▶ _Task instructions_
In the listing that follows, locate the line containing "PR #201, opened 2021-03-04" and the line containing "extra : dict". Retype exactly those two lines and every line between them, and nothing more.

▶ _Exercise material_
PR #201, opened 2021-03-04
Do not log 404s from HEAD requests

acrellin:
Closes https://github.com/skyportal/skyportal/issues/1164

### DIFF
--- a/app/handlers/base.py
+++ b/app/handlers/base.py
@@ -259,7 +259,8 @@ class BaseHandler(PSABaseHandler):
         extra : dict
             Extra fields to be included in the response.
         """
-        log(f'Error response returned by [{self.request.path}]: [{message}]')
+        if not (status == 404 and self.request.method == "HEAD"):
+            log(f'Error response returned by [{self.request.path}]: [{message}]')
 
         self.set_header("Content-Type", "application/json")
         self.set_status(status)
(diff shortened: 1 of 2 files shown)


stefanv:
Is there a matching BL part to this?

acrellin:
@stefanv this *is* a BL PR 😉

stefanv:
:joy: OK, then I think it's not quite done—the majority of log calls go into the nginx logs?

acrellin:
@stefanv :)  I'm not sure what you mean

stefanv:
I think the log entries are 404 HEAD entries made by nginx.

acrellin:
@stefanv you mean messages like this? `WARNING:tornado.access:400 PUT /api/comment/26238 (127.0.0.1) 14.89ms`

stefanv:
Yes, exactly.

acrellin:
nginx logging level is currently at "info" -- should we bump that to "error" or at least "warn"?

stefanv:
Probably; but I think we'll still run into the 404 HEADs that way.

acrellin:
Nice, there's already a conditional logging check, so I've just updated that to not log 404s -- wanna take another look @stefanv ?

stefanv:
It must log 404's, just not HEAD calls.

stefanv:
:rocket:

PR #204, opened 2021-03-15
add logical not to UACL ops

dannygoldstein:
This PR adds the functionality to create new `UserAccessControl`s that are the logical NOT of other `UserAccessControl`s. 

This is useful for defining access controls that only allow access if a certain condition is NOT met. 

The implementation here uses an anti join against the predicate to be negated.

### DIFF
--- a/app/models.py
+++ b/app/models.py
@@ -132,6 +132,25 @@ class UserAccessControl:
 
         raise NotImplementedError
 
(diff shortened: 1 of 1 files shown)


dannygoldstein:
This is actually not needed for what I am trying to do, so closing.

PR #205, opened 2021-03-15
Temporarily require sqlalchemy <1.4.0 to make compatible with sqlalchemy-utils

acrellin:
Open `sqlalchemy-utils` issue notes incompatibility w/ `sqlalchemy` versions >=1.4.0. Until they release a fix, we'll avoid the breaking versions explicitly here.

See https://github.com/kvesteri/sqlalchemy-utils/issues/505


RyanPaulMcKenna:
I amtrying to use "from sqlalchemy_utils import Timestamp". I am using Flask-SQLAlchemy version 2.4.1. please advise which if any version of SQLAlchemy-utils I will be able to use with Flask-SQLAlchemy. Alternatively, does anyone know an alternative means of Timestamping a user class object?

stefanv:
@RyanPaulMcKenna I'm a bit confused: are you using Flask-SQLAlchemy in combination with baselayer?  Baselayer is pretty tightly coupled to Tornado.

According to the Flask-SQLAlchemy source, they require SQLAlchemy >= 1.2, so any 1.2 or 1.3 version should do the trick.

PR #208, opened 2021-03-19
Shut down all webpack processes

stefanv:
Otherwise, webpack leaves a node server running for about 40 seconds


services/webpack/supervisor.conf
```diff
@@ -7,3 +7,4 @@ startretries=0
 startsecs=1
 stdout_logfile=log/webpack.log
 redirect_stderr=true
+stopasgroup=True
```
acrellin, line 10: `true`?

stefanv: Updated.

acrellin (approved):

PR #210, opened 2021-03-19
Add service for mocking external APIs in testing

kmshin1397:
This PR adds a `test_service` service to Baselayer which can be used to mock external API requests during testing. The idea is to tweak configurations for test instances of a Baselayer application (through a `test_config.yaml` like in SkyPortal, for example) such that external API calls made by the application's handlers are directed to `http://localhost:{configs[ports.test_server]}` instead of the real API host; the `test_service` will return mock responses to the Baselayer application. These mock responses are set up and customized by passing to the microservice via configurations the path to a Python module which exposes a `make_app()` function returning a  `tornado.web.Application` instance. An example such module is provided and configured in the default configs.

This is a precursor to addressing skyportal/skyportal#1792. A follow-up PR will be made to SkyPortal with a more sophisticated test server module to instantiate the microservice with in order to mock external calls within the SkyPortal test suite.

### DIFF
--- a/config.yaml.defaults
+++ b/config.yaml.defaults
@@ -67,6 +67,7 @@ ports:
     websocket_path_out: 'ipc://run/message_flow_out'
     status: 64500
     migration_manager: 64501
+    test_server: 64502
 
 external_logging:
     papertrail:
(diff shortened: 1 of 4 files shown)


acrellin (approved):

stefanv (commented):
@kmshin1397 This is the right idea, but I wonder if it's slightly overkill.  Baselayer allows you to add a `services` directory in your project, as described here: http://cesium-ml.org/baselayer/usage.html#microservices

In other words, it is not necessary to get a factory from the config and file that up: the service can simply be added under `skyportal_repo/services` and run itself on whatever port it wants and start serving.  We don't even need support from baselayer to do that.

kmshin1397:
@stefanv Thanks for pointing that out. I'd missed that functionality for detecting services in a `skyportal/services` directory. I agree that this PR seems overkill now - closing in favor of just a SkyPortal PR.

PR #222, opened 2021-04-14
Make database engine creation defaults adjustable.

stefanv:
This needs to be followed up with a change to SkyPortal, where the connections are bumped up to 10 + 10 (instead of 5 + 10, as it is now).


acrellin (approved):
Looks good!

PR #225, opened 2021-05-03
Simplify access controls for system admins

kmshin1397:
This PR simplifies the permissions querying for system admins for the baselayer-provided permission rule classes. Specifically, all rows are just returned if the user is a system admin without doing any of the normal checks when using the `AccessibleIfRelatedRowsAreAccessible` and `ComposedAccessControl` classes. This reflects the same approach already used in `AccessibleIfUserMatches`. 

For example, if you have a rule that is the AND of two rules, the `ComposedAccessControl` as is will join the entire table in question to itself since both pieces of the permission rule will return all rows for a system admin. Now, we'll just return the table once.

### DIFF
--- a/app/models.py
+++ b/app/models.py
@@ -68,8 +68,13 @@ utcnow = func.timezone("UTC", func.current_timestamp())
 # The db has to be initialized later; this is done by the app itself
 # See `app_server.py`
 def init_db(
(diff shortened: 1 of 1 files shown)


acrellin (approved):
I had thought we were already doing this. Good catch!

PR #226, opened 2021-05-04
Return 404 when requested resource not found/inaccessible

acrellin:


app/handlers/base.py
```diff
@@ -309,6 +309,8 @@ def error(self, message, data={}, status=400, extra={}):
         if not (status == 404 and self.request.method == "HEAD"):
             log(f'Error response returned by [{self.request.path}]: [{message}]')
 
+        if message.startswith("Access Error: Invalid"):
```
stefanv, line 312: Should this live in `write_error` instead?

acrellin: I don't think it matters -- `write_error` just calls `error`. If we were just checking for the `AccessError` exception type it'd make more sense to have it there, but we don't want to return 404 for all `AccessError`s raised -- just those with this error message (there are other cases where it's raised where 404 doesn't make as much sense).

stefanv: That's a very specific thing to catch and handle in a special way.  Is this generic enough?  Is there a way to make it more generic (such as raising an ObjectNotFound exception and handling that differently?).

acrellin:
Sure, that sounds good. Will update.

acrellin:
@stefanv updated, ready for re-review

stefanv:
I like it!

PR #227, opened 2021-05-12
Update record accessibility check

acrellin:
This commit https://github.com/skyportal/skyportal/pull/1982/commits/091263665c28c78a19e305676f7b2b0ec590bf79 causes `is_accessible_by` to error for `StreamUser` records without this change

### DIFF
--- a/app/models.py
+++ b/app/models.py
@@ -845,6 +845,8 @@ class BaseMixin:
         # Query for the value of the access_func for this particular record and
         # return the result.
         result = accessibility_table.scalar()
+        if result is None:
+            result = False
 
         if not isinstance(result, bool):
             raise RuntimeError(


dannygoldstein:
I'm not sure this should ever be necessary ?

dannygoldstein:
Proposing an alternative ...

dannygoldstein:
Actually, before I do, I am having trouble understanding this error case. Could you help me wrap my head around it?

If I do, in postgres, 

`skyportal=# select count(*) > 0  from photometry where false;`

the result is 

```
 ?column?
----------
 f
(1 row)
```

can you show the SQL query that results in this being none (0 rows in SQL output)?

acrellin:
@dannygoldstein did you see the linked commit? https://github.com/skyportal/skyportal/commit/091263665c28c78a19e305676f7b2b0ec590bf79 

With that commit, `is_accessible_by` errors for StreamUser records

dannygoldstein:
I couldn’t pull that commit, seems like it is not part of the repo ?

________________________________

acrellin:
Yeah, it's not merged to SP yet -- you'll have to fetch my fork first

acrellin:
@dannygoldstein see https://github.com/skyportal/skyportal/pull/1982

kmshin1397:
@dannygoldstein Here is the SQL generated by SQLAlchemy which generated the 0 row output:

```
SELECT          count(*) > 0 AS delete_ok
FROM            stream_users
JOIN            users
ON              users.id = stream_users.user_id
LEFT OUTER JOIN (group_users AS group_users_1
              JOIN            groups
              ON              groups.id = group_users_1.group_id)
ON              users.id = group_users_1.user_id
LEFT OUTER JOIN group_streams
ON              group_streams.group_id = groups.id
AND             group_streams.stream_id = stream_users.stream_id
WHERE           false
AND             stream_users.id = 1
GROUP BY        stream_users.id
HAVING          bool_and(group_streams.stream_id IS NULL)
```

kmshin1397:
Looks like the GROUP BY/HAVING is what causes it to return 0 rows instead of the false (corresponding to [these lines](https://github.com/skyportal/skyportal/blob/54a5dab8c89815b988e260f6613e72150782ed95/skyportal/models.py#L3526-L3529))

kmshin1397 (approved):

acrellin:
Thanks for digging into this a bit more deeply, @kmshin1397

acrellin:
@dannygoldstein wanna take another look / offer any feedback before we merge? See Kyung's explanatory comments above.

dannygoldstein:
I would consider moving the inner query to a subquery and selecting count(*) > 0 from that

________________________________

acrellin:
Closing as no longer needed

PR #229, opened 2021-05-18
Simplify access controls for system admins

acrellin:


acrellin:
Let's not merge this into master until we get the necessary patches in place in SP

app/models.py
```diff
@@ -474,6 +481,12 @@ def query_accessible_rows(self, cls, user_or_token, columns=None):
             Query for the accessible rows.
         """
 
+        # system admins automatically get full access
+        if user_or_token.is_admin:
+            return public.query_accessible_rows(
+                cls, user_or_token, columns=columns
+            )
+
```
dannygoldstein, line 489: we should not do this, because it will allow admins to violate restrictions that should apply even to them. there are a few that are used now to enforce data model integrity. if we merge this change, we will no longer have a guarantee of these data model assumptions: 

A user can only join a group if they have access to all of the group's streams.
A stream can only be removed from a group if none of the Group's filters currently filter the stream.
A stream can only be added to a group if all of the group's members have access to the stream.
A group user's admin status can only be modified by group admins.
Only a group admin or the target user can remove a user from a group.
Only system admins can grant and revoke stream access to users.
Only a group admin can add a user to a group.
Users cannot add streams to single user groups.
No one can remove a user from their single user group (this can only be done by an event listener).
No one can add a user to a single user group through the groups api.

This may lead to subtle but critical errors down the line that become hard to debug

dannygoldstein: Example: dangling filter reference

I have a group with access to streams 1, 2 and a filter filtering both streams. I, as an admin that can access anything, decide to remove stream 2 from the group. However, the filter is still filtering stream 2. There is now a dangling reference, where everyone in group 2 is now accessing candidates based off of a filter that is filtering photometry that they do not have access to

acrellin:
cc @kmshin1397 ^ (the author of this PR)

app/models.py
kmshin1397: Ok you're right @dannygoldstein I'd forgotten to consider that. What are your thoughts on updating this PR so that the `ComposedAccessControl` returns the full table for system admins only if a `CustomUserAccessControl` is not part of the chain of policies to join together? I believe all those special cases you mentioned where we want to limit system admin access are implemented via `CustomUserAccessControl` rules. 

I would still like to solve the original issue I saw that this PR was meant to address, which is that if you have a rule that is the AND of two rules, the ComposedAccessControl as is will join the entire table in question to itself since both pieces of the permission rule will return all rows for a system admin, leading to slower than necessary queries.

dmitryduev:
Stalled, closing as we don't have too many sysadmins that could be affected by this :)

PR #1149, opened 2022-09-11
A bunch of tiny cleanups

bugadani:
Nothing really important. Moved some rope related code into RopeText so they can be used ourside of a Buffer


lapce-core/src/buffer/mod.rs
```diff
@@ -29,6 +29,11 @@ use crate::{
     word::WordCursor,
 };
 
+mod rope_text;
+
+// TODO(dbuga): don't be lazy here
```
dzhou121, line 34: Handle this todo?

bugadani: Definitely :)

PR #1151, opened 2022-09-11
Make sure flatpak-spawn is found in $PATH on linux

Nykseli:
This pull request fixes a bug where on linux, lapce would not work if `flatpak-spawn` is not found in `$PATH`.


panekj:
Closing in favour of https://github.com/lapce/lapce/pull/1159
--
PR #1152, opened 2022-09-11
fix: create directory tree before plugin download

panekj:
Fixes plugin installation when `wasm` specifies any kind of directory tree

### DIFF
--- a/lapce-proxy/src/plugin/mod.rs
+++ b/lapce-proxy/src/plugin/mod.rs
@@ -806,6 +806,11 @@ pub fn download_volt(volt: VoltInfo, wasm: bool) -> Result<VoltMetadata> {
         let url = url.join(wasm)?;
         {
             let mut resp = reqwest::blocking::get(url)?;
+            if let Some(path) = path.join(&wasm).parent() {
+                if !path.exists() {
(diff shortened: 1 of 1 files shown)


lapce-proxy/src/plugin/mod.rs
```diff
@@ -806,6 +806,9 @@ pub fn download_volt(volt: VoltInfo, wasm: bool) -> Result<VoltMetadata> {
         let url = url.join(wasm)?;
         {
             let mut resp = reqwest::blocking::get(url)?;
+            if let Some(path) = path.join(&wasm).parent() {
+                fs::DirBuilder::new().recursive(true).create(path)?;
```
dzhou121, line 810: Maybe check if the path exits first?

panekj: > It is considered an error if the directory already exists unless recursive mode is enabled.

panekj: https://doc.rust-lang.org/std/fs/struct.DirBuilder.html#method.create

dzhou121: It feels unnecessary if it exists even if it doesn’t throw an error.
--
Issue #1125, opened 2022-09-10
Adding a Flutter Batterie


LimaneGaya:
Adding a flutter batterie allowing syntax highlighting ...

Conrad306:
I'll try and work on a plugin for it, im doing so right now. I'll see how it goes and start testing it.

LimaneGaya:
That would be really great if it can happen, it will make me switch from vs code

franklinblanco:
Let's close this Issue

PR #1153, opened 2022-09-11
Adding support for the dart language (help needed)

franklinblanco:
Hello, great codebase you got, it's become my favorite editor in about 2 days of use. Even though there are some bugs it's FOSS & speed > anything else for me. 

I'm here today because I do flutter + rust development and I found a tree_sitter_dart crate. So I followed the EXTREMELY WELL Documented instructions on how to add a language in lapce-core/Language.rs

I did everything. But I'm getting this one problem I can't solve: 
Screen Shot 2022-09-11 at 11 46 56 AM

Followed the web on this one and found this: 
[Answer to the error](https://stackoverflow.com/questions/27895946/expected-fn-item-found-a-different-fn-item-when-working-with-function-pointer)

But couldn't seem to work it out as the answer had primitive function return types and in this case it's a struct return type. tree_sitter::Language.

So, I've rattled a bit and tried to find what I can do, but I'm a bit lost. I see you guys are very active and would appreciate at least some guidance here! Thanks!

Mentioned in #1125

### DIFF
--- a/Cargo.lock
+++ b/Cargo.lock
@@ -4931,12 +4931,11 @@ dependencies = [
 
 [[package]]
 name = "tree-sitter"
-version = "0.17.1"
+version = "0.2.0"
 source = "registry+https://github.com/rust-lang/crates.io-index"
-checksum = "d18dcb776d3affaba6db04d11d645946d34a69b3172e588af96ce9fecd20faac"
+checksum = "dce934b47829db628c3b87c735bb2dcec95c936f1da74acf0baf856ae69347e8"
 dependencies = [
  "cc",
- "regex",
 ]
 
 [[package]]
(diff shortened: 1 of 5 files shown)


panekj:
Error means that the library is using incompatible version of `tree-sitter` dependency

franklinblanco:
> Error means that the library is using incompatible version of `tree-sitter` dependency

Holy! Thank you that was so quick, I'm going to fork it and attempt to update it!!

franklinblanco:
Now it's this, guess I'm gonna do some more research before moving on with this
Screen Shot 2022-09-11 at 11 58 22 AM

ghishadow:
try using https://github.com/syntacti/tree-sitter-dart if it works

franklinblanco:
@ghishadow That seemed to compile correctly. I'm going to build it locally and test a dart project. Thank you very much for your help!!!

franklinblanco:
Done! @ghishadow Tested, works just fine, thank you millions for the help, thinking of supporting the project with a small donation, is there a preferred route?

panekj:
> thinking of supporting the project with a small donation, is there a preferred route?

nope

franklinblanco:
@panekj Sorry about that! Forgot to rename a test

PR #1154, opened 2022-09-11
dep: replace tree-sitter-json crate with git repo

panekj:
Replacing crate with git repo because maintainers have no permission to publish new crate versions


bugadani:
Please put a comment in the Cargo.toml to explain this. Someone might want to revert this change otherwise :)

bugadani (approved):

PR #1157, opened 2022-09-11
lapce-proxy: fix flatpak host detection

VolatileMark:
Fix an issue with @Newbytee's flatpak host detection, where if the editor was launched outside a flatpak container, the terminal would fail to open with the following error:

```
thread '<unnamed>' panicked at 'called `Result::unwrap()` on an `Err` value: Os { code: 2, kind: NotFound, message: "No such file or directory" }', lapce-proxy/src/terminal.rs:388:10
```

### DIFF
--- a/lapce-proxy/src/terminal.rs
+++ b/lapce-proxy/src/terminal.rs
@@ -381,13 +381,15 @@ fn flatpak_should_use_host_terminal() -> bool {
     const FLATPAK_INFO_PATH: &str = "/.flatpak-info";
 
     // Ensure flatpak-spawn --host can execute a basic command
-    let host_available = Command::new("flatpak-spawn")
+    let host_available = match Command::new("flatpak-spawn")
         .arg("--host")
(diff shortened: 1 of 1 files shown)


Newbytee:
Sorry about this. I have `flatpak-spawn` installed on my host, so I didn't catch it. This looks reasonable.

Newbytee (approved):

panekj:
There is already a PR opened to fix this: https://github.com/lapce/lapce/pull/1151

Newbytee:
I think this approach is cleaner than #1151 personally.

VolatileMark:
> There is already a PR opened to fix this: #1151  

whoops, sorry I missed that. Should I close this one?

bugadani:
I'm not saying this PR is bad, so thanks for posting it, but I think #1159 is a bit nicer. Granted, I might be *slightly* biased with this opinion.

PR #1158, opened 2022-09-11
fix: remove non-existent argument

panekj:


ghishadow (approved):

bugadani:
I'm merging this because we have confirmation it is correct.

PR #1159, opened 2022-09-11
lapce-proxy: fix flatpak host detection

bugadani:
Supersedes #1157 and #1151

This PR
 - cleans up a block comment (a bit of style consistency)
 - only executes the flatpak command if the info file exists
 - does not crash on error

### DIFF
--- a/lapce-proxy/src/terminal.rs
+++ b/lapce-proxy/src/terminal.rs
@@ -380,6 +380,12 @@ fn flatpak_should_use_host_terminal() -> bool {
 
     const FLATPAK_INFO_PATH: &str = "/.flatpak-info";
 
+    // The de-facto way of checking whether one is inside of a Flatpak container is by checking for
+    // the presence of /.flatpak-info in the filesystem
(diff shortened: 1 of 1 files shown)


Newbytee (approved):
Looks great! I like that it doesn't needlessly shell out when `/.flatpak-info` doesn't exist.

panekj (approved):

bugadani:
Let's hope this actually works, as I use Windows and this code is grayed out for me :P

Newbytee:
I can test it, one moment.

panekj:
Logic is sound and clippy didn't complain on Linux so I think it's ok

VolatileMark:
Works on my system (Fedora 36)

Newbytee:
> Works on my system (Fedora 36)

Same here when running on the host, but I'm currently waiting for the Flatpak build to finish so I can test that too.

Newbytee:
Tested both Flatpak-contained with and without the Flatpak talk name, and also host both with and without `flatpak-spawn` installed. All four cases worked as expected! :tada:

▶ _Answer space_
PR #201, opened 2021-03-04
Do not log 404s from HEAD requests

acrellin:
Closes https://github.com/skyportal/skyportal/issues/1164

### DIFF
--- a/app/handlers/base.py
+++ b/app/handlers/base.py
@@ -259,7 +259,8 @@ class BaseHandler(PSABaseHandler):
         extra : dict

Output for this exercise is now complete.